◆ Exercise brief: Report how many lines in the data below hold "through", with no other words.

◆ Source data:
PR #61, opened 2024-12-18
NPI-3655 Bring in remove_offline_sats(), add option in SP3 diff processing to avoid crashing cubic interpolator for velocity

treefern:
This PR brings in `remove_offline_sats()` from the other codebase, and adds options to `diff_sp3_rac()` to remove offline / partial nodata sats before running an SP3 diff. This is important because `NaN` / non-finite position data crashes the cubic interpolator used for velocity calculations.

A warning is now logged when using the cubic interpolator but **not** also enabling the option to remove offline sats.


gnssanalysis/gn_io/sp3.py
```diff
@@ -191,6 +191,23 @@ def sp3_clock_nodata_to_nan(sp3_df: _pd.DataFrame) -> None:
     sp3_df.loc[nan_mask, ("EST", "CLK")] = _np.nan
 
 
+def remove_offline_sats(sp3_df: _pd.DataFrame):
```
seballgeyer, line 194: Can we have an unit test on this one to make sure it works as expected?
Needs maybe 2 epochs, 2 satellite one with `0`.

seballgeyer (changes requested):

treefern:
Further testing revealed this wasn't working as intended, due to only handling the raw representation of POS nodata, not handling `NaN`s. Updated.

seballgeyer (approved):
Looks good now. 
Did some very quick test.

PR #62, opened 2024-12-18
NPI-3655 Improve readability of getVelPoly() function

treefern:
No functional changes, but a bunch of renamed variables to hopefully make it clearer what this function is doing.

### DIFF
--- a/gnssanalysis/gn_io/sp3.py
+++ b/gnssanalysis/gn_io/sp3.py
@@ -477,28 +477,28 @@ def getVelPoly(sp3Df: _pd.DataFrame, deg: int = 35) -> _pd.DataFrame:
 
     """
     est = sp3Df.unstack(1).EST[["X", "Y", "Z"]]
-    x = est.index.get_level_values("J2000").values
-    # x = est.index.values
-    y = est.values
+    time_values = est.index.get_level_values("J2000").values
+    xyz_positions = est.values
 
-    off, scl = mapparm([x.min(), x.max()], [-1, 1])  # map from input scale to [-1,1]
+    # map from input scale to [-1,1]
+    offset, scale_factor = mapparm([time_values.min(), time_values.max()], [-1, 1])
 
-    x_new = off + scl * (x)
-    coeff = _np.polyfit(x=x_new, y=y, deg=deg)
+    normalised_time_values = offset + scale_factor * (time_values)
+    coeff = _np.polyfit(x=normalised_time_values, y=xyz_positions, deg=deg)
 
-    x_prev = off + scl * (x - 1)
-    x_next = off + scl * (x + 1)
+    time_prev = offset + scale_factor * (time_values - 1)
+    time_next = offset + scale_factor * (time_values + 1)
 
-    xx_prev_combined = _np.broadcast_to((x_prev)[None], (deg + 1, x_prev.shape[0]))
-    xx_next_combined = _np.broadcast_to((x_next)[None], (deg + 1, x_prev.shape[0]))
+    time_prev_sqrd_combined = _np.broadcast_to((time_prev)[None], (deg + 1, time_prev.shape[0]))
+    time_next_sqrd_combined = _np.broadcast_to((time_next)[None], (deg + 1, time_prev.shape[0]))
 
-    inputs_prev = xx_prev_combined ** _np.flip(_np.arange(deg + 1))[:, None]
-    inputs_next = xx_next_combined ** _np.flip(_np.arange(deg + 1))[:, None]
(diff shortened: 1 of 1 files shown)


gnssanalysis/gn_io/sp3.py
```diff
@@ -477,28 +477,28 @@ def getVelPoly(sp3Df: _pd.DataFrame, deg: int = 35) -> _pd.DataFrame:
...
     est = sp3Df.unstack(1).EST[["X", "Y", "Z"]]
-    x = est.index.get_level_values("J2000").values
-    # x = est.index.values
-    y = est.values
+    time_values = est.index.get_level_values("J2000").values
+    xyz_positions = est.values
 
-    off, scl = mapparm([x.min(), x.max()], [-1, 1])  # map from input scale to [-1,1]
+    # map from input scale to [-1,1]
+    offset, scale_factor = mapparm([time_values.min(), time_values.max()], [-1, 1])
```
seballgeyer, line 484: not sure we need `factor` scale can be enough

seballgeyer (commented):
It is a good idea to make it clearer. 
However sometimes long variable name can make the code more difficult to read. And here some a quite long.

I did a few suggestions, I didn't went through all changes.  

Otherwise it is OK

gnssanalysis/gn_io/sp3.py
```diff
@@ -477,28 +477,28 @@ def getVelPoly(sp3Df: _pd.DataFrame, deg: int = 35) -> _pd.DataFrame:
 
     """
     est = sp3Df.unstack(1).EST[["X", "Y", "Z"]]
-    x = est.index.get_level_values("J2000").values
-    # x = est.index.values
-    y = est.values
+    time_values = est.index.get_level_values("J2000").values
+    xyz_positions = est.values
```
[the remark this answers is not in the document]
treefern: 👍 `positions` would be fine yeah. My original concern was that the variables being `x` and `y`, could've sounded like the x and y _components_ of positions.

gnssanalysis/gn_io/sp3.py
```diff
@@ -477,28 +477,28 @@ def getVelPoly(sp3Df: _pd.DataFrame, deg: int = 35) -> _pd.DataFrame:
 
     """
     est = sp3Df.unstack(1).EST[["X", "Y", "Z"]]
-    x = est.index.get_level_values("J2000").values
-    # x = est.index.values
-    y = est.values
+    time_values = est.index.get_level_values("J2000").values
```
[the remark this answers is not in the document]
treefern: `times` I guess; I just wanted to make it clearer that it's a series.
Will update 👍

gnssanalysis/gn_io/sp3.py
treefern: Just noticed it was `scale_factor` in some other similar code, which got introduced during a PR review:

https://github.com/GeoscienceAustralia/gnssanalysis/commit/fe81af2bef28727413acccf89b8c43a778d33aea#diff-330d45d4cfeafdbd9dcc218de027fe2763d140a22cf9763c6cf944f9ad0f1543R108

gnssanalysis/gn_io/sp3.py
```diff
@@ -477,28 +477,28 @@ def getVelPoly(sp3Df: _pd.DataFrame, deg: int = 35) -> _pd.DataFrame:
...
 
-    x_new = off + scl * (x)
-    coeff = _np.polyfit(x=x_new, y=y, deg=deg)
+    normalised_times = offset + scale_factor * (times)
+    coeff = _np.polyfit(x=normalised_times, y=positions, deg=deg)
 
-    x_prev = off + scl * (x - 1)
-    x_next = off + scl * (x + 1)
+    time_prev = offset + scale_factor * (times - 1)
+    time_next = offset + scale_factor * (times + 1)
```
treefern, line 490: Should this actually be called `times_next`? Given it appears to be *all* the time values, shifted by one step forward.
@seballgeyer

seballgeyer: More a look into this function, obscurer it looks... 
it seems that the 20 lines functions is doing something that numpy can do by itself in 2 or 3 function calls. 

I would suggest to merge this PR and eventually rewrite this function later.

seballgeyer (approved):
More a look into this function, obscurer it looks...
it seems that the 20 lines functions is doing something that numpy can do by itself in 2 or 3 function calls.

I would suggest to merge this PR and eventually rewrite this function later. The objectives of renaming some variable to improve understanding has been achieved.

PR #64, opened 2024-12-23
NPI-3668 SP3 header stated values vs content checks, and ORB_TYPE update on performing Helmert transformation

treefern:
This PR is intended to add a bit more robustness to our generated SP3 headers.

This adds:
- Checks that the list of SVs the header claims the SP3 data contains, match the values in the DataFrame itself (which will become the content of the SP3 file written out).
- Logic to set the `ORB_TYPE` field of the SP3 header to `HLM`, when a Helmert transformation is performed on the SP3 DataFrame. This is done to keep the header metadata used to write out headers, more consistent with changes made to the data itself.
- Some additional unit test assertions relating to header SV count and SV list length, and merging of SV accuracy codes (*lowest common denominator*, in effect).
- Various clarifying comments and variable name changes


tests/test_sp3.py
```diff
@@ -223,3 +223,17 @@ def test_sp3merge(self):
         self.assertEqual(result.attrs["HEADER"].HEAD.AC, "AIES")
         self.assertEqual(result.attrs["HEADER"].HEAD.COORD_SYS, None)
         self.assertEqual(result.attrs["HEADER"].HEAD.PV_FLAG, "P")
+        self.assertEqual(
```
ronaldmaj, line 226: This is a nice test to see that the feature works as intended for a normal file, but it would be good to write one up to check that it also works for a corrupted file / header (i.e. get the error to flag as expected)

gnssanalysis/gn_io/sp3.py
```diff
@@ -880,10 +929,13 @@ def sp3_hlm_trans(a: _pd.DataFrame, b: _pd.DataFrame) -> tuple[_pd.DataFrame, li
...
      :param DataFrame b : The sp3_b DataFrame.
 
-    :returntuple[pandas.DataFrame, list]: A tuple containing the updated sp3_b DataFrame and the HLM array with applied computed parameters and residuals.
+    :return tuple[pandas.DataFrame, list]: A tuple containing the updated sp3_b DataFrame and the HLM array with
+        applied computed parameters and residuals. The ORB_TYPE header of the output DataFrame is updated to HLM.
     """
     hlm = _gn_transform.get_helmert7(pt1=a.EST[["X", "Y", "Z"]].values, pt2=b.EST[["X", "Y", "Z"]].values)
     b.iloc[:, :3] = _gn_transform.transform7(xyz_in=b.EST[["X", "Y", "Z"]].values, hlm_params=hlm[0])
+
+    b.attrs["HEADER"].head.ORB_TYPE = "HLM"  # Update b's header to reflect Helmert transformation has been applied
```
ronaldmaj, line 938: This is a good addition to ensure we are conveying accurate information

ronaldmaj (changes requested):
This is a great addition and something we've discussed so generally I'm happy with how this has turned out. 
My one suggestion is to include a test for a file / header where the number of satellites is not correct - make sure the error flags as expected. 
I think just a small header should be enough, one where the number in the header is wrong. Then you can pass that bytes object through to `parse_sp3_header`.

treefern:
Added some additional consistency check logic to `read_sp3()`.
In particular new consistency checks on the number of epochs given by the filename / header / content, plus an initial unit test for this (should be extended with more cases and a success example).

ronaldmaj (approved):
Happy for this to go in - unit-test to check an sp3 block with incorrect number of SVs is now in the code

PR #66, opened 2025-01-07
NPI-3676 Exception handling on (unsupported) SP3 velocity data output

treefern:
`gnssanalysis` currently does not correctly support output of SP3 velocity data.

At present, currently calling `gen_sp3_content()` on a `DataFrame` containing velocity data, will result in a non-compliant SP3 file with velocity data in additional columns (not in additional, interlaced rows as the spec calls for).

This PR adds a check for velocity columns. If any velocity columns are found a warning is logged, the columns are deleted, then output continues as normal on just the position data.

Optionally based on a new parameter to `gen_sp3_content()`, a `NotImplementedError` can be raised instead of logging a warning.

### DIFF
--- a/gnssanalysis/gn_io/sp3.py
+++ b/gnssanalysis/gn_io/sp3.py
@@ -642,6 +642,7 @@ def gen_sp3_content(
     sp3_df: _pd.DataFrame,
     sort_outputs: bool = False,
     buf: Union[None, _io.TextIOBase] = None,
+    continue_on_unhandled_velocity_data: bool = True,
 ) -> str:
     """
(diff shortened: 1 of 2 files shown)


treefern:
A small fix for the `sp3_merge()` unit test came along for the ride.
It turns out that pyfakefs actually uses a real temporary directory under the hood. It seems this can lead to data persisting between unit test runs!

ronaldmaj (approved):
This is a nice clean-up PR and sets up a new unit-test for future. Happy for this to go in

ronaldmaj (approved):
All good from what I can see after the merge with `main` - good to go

* * *

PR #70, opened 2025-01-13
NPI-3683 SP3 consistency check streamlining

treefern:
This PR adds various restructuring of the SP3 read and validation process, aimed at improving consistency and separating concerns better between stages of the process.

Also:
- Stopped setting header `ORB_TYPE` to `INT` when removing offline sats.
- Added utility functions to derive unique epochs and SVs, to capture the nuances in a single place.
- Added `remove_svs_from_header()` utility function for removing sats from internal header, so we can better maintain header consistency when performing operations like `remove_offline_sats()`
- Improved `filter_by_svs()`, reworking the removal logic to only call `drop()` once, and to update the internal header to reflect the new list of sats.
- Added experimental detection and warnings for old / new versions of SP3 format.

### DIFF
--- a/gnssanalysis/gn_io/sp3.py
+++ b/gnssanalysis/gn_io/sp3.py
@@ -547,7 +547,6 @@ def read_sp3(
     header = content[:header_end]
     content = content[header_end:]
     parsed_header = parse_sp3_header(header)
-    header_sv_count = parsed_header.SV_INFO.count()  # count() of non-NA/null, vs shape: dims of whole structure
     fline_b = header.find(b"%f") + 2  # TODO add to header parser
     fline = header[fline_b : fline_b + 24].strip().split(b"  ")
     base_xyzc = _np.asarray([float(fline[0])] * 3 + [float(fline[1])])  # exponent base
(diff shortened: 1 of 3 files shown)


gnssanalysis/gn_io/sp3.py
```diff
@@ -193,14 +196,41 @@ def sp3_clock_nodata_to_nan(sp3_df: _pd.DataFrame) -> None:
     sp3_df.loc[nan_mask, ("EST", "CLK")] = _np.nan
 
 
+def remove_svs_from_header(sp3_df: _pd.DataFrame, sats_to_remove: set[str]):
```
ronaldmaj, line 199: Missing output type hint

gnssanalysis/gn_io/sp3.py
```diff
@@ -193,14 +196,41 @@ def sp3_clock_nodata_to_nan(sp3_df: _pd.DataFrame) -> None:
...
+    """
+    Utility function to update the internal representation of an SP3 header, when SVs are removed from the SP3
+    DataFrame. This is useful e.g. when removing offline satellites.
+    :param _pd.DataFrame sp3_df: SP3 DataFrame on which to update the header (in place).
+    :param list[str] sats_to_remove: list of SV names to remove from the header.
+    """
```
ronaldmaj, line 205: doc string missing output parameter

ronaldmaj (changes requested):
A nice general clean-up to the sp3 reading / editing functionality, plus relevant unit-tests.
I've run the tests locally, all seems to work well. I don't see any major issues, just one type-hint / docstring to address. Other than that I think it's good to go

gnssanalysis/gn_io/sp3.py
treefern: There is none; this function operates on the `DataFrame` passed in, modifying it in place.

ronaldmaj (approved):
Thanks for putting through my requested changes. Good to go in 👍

◆ Task answer: 3